■ **Work to complete**
For every line in the records that has the word "orElse", make a copy.

━━ Data records

PR #292, opened 2021-09-20
DDP-6936: proxy information

SimoneMaiwald:
filter by proxy

### DIFF
--- a/src/main/java/org/broadinstitute/dsm/db/ViewFilter.java
+++ b/src/main/java/org/broadinstitute/dsm/db/ViewFilter.java
@@ -262,8 +262,7 @@ public class ViewFilter {
         }
         else {
             String queryCondition = "";
-            if (filter != null && filter.getParentName() != null &&
-                    filter.getParticipantColumn().getTableAlias() != null && ElasticSearchUtil.PROXY.equals(filter.getParticipantColumn().getTableAlias())) {
+            if (isFilterForProxyInformation(filter)) {
                 if (queryConditions.containsKey(ElasticSearchUtil.PROXY)) {
                     queryCondition = queryConditions.get(ElasticSearchUtil.PROXY);
                 }
@@ -277,6 +276,14 @@ public class ViewFilter {
                 queryConditions.put(ElasticSearchUtil.ES, queryCondition.concat(Filter.getQueryStringForFiltering(filter, null)));
             }
         }
+    }
+
+    private static boolean isFilterForProxyInformation(Filter filter) {
+        if (filter != null && filter.getParentName() != null &&
+                filter.getParticipantColumn().getTableAlias() != null && ElasticSearchUtil.PROXY.equals(filter.getParticipantColumn().getTableAlias())) {
+            return true;
+        }
+        return false;
     }
 
     public static List<ViewFilter> getAllFilters(@NonNull String userId,
--- a/src/main/java/org/broadinstitute/dsm/db/ViewFilter.java
+++ b/src/main/java/org/broadinstitute/dsm/db/ViewFilter.java
@@ -15,6 +15,7 @@ import org.broadinstitute.dsm.model.NameValue;
 import org.broadinstitute.dsm.model.ParticipantColumn;
 import org.broadinstitute.dsm.model.TissueList;
 import org.broadinstitute.dsm.statics.DBConstants;
+import org.broadinstitute.dsm.util.ElasticSearchUtil;
 import org.broadinstitute.dsm.util.PatchUtil;
 import org.broadinstitute.dsm.util.SystemUtil;
 import org.slf4j.Logger;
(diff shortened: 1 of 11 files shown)


src/main/java/org/broadinstitute/dsm/db/ViewFilter.java
```diff
@@ -261,10 +261,20 @@ public static void addQueryCondition(@NonNull Map<String, String> queryCondition
         }
         else {
             String queryCondition = "";
-            if (queryConditions.containsKey("ES")) {
-                queryCondition = queryConditions.get("ES");
+            if (filter != null && filter.getParentName() != null &&
```
gmakharat: I think extracting this long if condition into method with meaningful name would be useful.

src/main/java/org/broadinstitute/dsm/db/ViewFilter.java
```diff
@@ -261,10 +261,20 @@ public static void addQueryCondition(@NonNull Map<String, String> queryCondition
...
+                    filter.getParticipantColumn().getTableAlias() != null && "proxy".equals(filter.getParticipantColumn().getTableAlias())) {
+                if (queryConditions.containsKey("proxy")) {
```
gmakharat: having `proxy` string as a constant in `Filter` would be convenient, for later usage in somewhere else as well.

src/main/java/org/broadinstitute/dsm/db/ViewFilter.java
```diff
@@ -261,10 +261,20 @@ public static void addQueryCondition(@NonNull Map<String, String> queryCondition
...
+                    queryCondition = queryConditions.get("proxy");
+                }
+                queryConditions.put("proxy", queryCondition.concat(Filter.getQueryStringForFiltering(filter, null)));
+
+            }
+            else {
+                if (queryConditions.containsKey("ES")) {
```
gmakharat: there is a constant for this `ElasticSearchUtils.ES`.

src/main/java/org/broadinstitute/dsm/model/elasticsearch/ElasticSearchParticipantDto.java
```diff
@@ -22,6 +22,7 @@
     private String status;
     private ESDsm dsm;
     private String ddp;
+    private List<String> governedUsers;
```
gmakharat, line 27: `governedUsers` is the exact name how it comes from ElasticSearch? asking because converting source map of ElasticSearch to the object of `ElasticSearchParticipantDto` is done by using `GSON` and field names needs to match names which come from ElasticSearch's source map

src/main/java/org/broadinstitute/dsm/model/elasticsearch/ElasticSearchParticipantDto.java
```diff
@@ -67,6 +68,10 @@
         return Optional.ofNullable(dsm);
     }
 
+    public Optional<List<String>> getGovernedUsers() {
```
gmakharat: I think it is better idea to return empty list from getters, if field is type of `List`, like:
```
public List<String> getGovernedUsers() {
    if (this.governedUsers == null) {
        this.governedUsers = Collections.emptyList();
    }
    return this.governedUsers;
}
```
I see that there are other getters which return `List` types wrapped in `Optional`, but I think it will be good idea if we change them as well, since returning empty list instead of wrapping it in `Optional` will be more convenient for use and also it will help us to avoid NPEs as well.

src/main/java/org/broadinstitute/dsm/model/participant/ParticipantWrapper.java
```diff
@@ -116,6 +116,10 @@ else if (DBConstants.DDP_ABSTRACTION_ALIAS.equals(source)) {
                     abstractionActivities = AbstractionActivity.getAllAbstractionActivityByRealm(ddpInstance.getName(), filters.get(source));
                     participantIdsToFetch = new ArrayList<>(abstractionActivities.keySet());
                 }
+                else if ("proxy".equals(source)) {
```
gmakharat: "proxy" here will be changed as well once it will be extracted as constant.

src/main/java/org/broadinstitute/dsm/model/participant/ParticipantWrapper.java
```diff
@@ -165,6 +169,16 @@ else if (DBConstants.DDP_ABSTRACTION_ALIAS.equals(source)) {
         }
     }
 
+    List<String> getGovernedUserIdsFromElasticList(List<ElasticSearchParticipantDto> proxyData) {
+        List<String> participantGovernedUserIds = new ArrayList<>();
+
+        proxyData.stream()
+                .filter(esGovernedUserData -> esGovernedUserData.getGovernedUsers().orElse(Collections.emptyList()).size() > 0)
```
gmakharat: if we have `getGovernedUsers()` to return empty list instead of wrapping it in `Optional` it should be much more convenient, since we won't have to do extra work like `orElse`, `Optional` is powerful if field type is not `Collection`.

src/main/java/org/broadinstitute/dsm/db/ViewFilter.java
SimoneMaiwald: Good point! I will add it to ElasticSearchUtil because it is a ES object

src/main/java/org/broadinstitute/dsm/model/elasticsearch/ElasticSearchParticipantDto.java
SimoneMaiwald: yes, that is the ES object name

gmakharat (dismissed):

src/main/java/org/broadinstitute/dsm/model/participant/ParticipantWrapper.java
```diff
@@ -165,6 +170,25 @@ else if (DBConstants.DDP_ABSTRACTION_ALIAS.equals(source)) {
...
+
+        proxyData.stream()
+                .filter(esGovernedUserData -> !esGovernedUserData.getGovernedUsers().isEmpty())
+                .forEach(esGovernedUserData ->
+                        participantGovernedUserIds.addAll(esGovernedUserData.getGovernedUsers()));
+        return participantGovernedUserIds;
+    }
+
+    private List<String> combineListWithMatchingParticipantIds(List<String> participantIdsToFetch, Set<String> list) {
+        if (participantIdsToFetch.isEmpty()) {
```
gmakharat: I would change this `if/else` to ternary operator:
```
   return participantIdsToFetch.isEmpty() 
             ? //...
             : //...;
```

src/main/java/org/broadinstitute/dsm/model/participant/ParticipantWrapper.java
```diff
@@ -165,6 +170,25 @@ else if (DBConstants.DDP_ABSTRACTION_ALIAS.equals(source)) {
...
+            return new ArrayList<>(list);
+        }
+        else {
+            return participantIdsToFetch.stream().filter(new HashSet<>(list)::contains).collect(Collectors.toList());
```
gmakharat: is it necessary to wrap list into `HashSet` to use `contains` method? Maybe `filter(list::contains)` could be enough as well?

PR #296, opened 2021-09-22
DDP-6651 Check a date range inclusively

zyme:
One last (ha!) bit for DDP-6651: when we've parsed two dates for a range comparison, include all times in both days, as well as all times in all days inbetween.  Previously, the start time of the start of the range was used properly, but the end of the range stopped at the first millis of the day instead of the last millis of the day.

### DIFF
--- a/src/main/java/org/broadinstitute/dsm/model/Filter.java
+++ b/src/main/java/org/broadinstitute/dsm/model/Filter.java
@@ -298,14 +298,10 @@ public class Filter {
             Instant instant = null;
             try {
                 LocalDate date = LocalDate.parse(arg.toString(), DateTimeFormatter.ISO_LOCAL_DATE);
-                if (useEndOfday) {
-                    instant = date.atTime(LocalTime.MAX).toInstant(ZoneOffset.UTC);
-                } else {
-                    instant = date.atStartOfDay().toInstant(ZoneOffset.UTC);
-                }
+                instant = useEndOfday ? date.atTime(LocalTime.MAX).toInstant(ZoneOffset.UTC) : date.atStartOfDay().toInstant(ZoneOffset.UTC);
             } catch (DateTimeParseException e) {
                 // might be an epoch time in an older saved filter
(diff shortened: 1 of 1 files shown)


src/main/java/org/broadinstitute/dsm/model/Filter.java
```diff
@@ -281,15 +282,27 @@ private static boolean isNotEmpty(NameValue filter) {
...
+    private static String generateDateComparisonSql(Filter filter, DBElement dbElement, String comparison, Object arg, boolean useEndOfday) {
         String column = filter.getColumnName(dbElement);
         SqlDateConverter dateConverter = null;
         if (dbElement != null) {
             dateConverter = dbElement.getDateConverter();
             Instant instant = null;
             try {
-                instant = LocalDate.parse(arg.toString(), DateTimeFormatter.ISO_LOCAL_DATE).atStartOfDay().toInstant(ZoneOffset.UTC);
+                LocalDate date = LocalDate.parse(arg.toString(), DateTimeFormatter.ISO_LOCAL_DATE);
+                if (useEndOfday) {
```
gmakharat: I would use ternary operator here, but I think it is personal preference.

src/main/java/org/broadinstitute/dsm/model/Filter.java
```diff
@@ -281,15 +282,27 @@ private static boolean isNotEmpty(NameValue filter) {
...
+                    instant = date.atTime(LocalTime.MAX).toInstant(ZoneOffset.UTC);
+                } else {
+                    instant = date.atStartOfDay().toInstant(ZoneOffset.UTC);
+                }
             } catch (DateTimeParseException e) {
                 // might be an epoch time in an older saved filter
                 instant = Instant.ofEpochMilli(Long.valueOf(arg.toString()));
```
gmakharat: I think using `Long.parseLong()` method would be useful to avoid extra operation by using `valueOf`.

gmakharat (approved):

gmakharat (approved):

SimoneMaiwald (approved):

PR #301, opened 2021-09-27
DDP-4762 | fix search mechanism for "status"

ScalaChamp:


src/main/java/org/broadinstitute/dsm/util/ElasticSearchUtil.java
```diff
@@ -1516,14 +1516,45 @@ private static String getFieldTypeByFieldName(String name) {
...
+        finalField = gson.fromJson(String.valueOf(finalField.get(field)), HashMap.class);
+        return finalField;
+    }
+
+    private static String getFieldTypeByArrayLength(String[] fieldsArray, String outerField, Gson gson, HashMap propertiesMap) {
+        if (fieldIsNested(fieldsArray)) {
+            String innerField = fieldsArray[INNER_FIELD_INDEX];
+            HashMap outerFieldsMap = gson.fromJson(String.valueOf(propertiesMap.get(outerField)), HashMap.class);
+            HashMap outerFieldsPropertiesMap = gson.fromJson(String.valueOf(outerFieldsMap.get(PROPERTIES)), HashMap.class);
+            return (String) gson.fromJson(String.valueOf(outerFieldsPropertiesMap.get(innerField)), HashMap.class).get(TYPE);
```
gmakharat: is there chance that result of `outerFieldsPropertiesMap.get(innerField)` could be null? if so, calling `.get(TYPE)` will throw NPE

ScalaChamp: @gmakharat it will only happen if ES index will be empty, like for example the `participants_structured.json` will be empty.

BTW please take a look at the second commit, this one also works, but in the second commit I found the more `programmatic` way of doing the same, which is better because the field depth can be dynamic, like this:

data
data.field
data.field.innerfield
data.field.innerfield.innerfield

etc

and the second commit solves this

src/main/java/org/broadinstitute/dsm/util/ElasticSearchUtil.java
```diff
@@ -1518,8 +1518,28 @@ private static String getFieldTypeByFieldName(String name) {
         String outerField = fieldsArray[OUTER_FIELD_INDEX];
         Gson gson = new Gson();
         HashMap fieldsMap = gson.fromJson(fields, HashMap.class);
-        HashMap propertiesMap = gson.fromJson(String.valueOf(fieldsMap.get(PROPERTIES)), HashMap.class);
-        return getFieldTypeByArrayLength(fieldsArray, outerField, gson, propertiesMap);
+        HashMap propertiesMap = getField(gson, fieldsMap, PROPERTIES);
+        HashMap finalField = getField(gson, propertiesMap, outerField);
+        for (String field : Arrays.copyOfRange(fieldsArray, INNER_FIELD_INDEX, fieldsArray.length)) {
```
ScalaChamp, line 1529: @gmakharat what do you think if I add an if statement here that checks the length of `fieldsArray`? 
it will be clearer to understand that if the length of `fieldsArray` is greater than one it means that we are looking for a nested field, otherwise we are looking for the outer field in the root and there's no need to go in the loop.

Technically it does not change anything but it will be easier to reason about it

gmakharat: sounds good, you can use already existing method `fieldIsNested` I think, but I would rename it with `isFieldNested`.

gmakharat (approved):

PR #309, opened 2021-10-08
Refactor of PatchRoute

gmakharat:
**Things have done:**

- Introduced OO principles to separate responsibilities into different classes.
- Created `BasePatch` abstract class as a parent of different classes, which are serving common feature.
- Introduced Template method design pattern in `BasePatch` to extract common code to avoid code duplication.
- Created abstract methods in `BasePatch` to specify what children should do to patch data.
- Introduced factory method to hide low level details about creation of special instance of `BasePatch`.

P.S code was written using pair programming with @Anzori-Ghurtchumelia.


src/main/java/org/broadinstitute/dsm/model/patch/AbstractionPatch.java
```diff
@@ -0,0 +1,61 @@
...
+        return Map.of(PRIMARY_KEY_ID, primaryKeyId);
+    }
+
+    @Override
+    Optional<Object> processEachNameValue(NameValue nameValue, DBElement dbElement) {
+        if (StringUtils.isBlank(primaryKeyId)) {
+            primaryKeyId = AbstractionWrapper.createNewAbstractionFieldValue(patch.getParentId(), patch.getFieldId(), patch.getUser(), nameValue, dbElement);
+        }
+        if (!Patch.patch(primaryKeyId, patch.getUser(), nameValue, dbElement)) {
+            throw new RuntimeException("An error occurred while attempting to patch ");
```
SimoneMaiwald: Could we add more info here? not the value in case it contains PHI but user and field

src/main/java/org/broadinstitute/dsm/model/patch/MedicalRecordPatch.java
```diff
@@ -0,0 +1,100 @@
...
+import org.broadinstitute.dsm.db.OncHistoryDetail;
+import org.broadinstitute.dsm.db.structure.DBElement;
+import org.broadinstitute.dsm.model.NameValue;
+import org.broadinstitute.dsm.model.Patch;
+import org.broadinstitute.dsm.statics.DBConstants;
+import org.broadinstitute.dsm.util.MedicalRecordUtil;
+import org.slf4j.Logger;
+import org.slf4j.LoggerFactory;
+
+public class MedicalRecordPatch extends BasePatch {
```
SimoneMaiwald: MedicalRecordPatch or OncHistoryDetailPatch?

src/main/java/org/broadinstitute/dsm/route/PatchRoute.java
```diff
@@ -68,501 +35,31 @@ public PatchRoute(@NonNull NotificationUtil notificationUtil, @NonNull PatchUtil
...
-                            if (dbElement == null) {
-                                throw new RuntimeException("DBElement not found in ColumnNameMap: " + patch.getNameValue().getName());
-                            }
-                            Patch.patch(String.valueOf(participantId), patch.getUser(), patch.getNameValue(), dbElement);
-                            return new Result(200, gson.toJson(Map.of(PARTICIPANT_ID, String.valueOf(participantId))));
-                        }
-                    }
-                }
-                throw new RuntimeException("Id and parentId was null");
+                Patch patch = GSON.fromJson(requestBody, Patch.class);
```
SimoneMaiwald, line 46: I love how clean that Route is now

src/main/java/org/broadinstitute/dsm/model/patch/AbstractionPatch.java
gmakharat: we checked and false value from `Patch.patch` will never be returned, method `Patch.patch` itself throws several exception which already contains meaningful information for developer ,thus we decided to remove if check for `!Patch.patch`.

PR #310, opened 2021-10-12
DDP-7043: multiple date bugs

SimoneMaiwald:


src/main/java/org/broadinstitute/dsm/db/ViewFilter.java
```diff
@@ -994,10 +995,10 @@ else if (!Filter.CHECKBOX.equals(filter.type)) {
...
                         filter.setFilter2(new NameValue(path, ""));
                     }
-                    if (f1 && !f2 && Filter.DATE.equals(filter.type) && filter.isRange()) {
-                        // set max date to very far in the future
-                        filter.setFilter2(new NameValue(filter.getFilter1().getName(), LocalDateTime.now().plusYears(10).format(DateTimeFormatter.ISO_LOCAL_DATE)));
-                    }
+//                    if (f1 && !f2 && Filter.DATE.equals(filter.type) && filter.isRange()) {
+//                        // set max date to very far in the future
+//                        filter.setFilter2(new NameValue(filter.getFilter1().getName(), LocalDateTime.now().plusYears(10).format(DateTimeFormatter.ISO_LOCAL_DATE)));
+//                    }
```
gmakharat, line 1001: Do we need commented out lines?

src/main/java/org/broadinstitute/dsm/util/ElasticSearchUtil.java
```diff
@@ -1035,7 +1041,13 @@ public static String getPreferredLanguage(@NonNull Map<String, Map<String, Objec
                                 }
                             } else if (StringUtils.isNumeric(userEntered)) { // separately process expressions with numbers
                                 NestedQueryBuilder query = addRangeLimitForNumber(
-                                        Filter.SMALLER_EQUALS, surveyParam[1], userEntered, finalQuery, queryPartsMap);
+                                        Filter.SMALLER_EQUALS, surveyParam[1].trim(), userEntered, finalQuery, queryPartsMap, ACTIVITIES_QUESTIONS_ANSWER_ANSWER);
+                                if (query != null) {
+                                    parentNestedOfRangeBuilderOfNumbers = query;
+                                }
```
gmakharat, line 1047: The same piece of code is presented on line 959, I think it will be good idea to extract this piece of code as a method to avoid code duplication.

src/main/java/org/broadinstitute/dsm/util/ElasticSearchUtil.java
```diff
@@ -1035,7 +1041,13 @@ public static String getPreferredLanguage(@NonNull Map<String, Map<String, Objec
...
+                            } else if (userEntered.trim().matches("\\d{4}-\\d{1,2}-\\d{1,2}")) { // separately process expressions with numbers
```
gmakharat, line 1048: the expression of this `else if` statement is used on line 964, extracting it as a method with meaningful name would be useful for better understanding what we check and to avoid code duplication as well. Method name could be something like `isDate` or something else with prefix `is/has`.

src/main/java/org/broadinstitute/dsm/util/ElasticSearchUtil.java
SimoneMaiwald: It is using Filter.LARGER_EQUALS in line 959

PR #312, opened 2021-10-22
DDP-7034: moving date fixes from prod branch into develop

SimoneMaiwald:
changes and comments from https://github.com/broadinstitute/ddp-study-manager/pull/310

### DIFF
--- a/src/main/java/org/broadinstitute/dsm/util/ElasticSearchUtil.java
+++ b/src/main/java/org/broadinstitute/dsm/util/ElasticSearchUtil.java
@@ -133,7 +133,7 @@ public class ElasticSearchUtil {
         }
     }
 
-    private static void fetchFieldMappings() {
+    private static synchronized void fetchFieldMappings() {
         GetMappingsRequest request = new GetMappingsRequest();
         request.indices(PARTICIPANTS_STRUCTURED_ANY);
         try {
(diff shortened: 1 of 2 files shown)


src/main/java/org/broadinstitute/dsm/util/ElasticSearchUtil.java
```diff
@@ -1013,7 +1019,13 @@ public static String getPreferredLanguage(@NonNull Map<String, Map<String, Objec
                                 }
                             } else if (StringUtils.isNumeric(userEntered)) { // separately process expressions with numbers
                                 NestedQueryBuilder query = addRangeLimitForNumber(
-                                        Filter.SMALLER_EQUALS, surveyParam[1], userEntered, finalQuery, queryPartsMap);
+                                        Filter.SMALLER_EQUALS, surveyParam[1].trim(), userEntered, finalQuery, queryPartsMap, ACTIVITIES_QUESTIONS_ANSWER_ANSWER);
+                                if (query != null) {
+                                    parentNestedOfRangeBuilderOfNumbers = query;
+                                }
```
gmakharat: The code from line 1021 to 1025(inclusive) is pretty the same for below `else if`, difference is only `Filter.SMALLER_EQUALS` and `questionAnswerType`, the same code is used above as well on line 938, I would extract it as a method and would help to eliminate code duplication which is presented in 4 places right now:
1. 937-941
2. 943-947
3. 1021-1025
4. 1027-1031

Usage of IntelliJ IDEA's `extract method` refactoring tool could be very useful here to find all the duplication and change with extracted method.

SimoneMaiwald: OMG, I didn't know about that tool in IntelliJ 💯

PR #313, opened 2021-10-29
DDP-7010: changes for mercury dummy endpoint

SimoneMaiwald:


src/main/java/org/broadinstitute/dsm/route/ClinicalKitsRoute.java
```diff
@@ -64,11 +61,14 @@ private ClinicalKitDto getClinicalKit(String kitLabel) {
...
         maybeKitInfo.ifPresent(kitInfo -> {
-            logger.info("Creating clinical kit to return to GP "+kitLabel);
+            logger.info("Creating clinical kit to return to GP " + kitLabel);
             clinicalKit.setCollaboratorParticipantId(kitInfo.getCollaboratorParticipantId());
             clinicalKit.setSampleId(kitInfo.getCollaboratorSampleId());
             clinicalKit.setMaterialType(kitInfo.getMaterialInfo());
             clinicalKit.setVesselType(kitInfo.getReceptacleName());
+            clinicalKit.setSampleType(kitInfo.getKitType());
+            clinicalKit.setMfBarcode(kitLabel);
+            clinicalKit.setCollectionDate("01/31/2021"); //TODO needs to get replaced to real values after we add these values to DSM
```
SimoneMaiwald, line 71: we do not track that information yet in DSM, there is a request to add it and before the clinical kits will go live we need to add that, but for GP mercury testing hardcoding seems fine

src/main/java/org/broadinstitute/dsm/db/dto/kit/ClinicalKitDto.java
```diff
@@ -46,23 +39,40 @@
...
+    @SerializedName("kit_label")
+    String mfBarcode;
 
     public ClinicalKitDto(){}
 
     public void setSampleType(String kitType){
         switch (kitType.toLowerCase()){
             case "saliva":
-                this.sampleType = NORMAL;
+                this.sampleType = "Normal";
```
pegahtah, line 53: I didn't understand why we changed them... ( not that the change. breaks anything, just didn't understand the reason behind it ☺️ )

pegahtah (approved):

PR #145, opened 2021-07-29
Extend DataTable header by option to add a custom button

titkov49:


src/containers/DataTable/index.js
```diff
@@ -70,14 +71,32 @@ export function DataTable ({
 							<i className={title.icon}></i> : title.icon
 						}
 						{title.text}
+						{button &&
```
Pe5h4, line 74: @titkov49 What if I would like to have a dropdown here or something else? Is it possible to create the component customizable?

Pe5h4 (changes requested):
@titkov49 Missing changelog

src/containers/DataTable/index.js
```diff
@@ -70,14 +71,32 @@ export function DataTable ({
...
 							<div className="float-right ml-3 data-table-create-button">
 								<Link to={{ pathname: createButton.pathname }}>
 									<Button tag="span" size="sm">
 										{createButton.icon && 
-										<span className="pr-1">
-											{typeof createButton.icon === 'string' ? <i className={createButton.icon}></i> : createButton.icon}
-										</span>
+											<span className="pr-1">
+												{typeof createButton.icon === 'string' ? <i className={createButton.icon}></i> : createButton.icon}
+											</span>
```
t-pyrope, line 99: I think indents are not correct here, because GitHub makes them green

titkov49: They were not correct because they were aligned with parent curly brackets, I changed them on purpose.

src/containers/DataTable/index.js
titkov49: I think It would be better to create custom dropdown instead

Pe5h4: Yes, I think we would use that. If the dropdown can be customized (e.g. if I can modify the props of dropdown items), it would be great

titkov49:
@Pe5h4 @t-pyrope re-review please :)

Pe5h4 (approved):

Pe5h4 (changes requested):
@titkov49 Still missing CHANGELOG

titkov49:
> @titkov49 Still missing CHANGELOG

@Pe5h4 Edited

Pe5h4 (approved):

ateska (approved):
Approved - but be careful with this "Custom..." elements - it is better to allow the user to include any React component.

PR #147, opened 2021-08-02
Add split functionality to custom dropdown

titkov49:


Pe5h4:
@titkov49 Dima, would not be better to allow devs to pass whatever react component to the header as we discussed? You can create a ticket for that and work on it next sprint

━━━━

■ **Written reply**
+                .filter(esGovernedUserData -> esGovernedUserData.getGovernedUsers().orElse(Collections.emptyList()).size() > 0)
gmakharat: if we have `getGovernedUsers()` to return empty list instead of wrapping it in `Optional` it should be much more convenient, since we won't have to do extra work like `orElse`, `Optional` is powerful if field type is not `Collection`.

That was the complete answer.